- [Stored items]

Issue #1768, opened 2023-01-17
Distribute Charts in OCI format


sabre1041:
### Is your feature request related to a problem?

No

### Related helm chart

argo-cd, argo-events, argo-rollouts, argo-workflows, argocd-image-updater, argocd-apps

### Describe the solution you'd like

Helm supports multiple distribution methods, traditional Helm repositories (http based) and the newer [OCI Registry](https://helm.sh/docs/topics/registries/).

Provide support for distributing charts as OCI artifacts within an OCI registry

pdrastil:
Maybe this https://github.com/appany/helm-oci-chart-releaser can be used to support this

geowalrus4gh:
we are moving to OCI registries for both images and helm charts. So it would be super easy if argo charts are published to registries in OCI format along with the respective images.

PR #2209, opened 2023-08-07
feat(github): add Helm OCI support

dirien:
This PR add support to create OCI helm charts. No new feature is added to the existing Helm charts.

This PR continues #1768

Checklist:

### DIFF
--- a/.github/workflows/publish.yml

- [WORK TO COMPLETE] The lines from the one containing "This PR continues #1768" through the last line of the records are the answer; set them down exactly and add nothing.

- [WRITTEN RESPONSE]
This PR continues #1768

Checklist:

### DIFF
--- a/.github/workflows/publish.yml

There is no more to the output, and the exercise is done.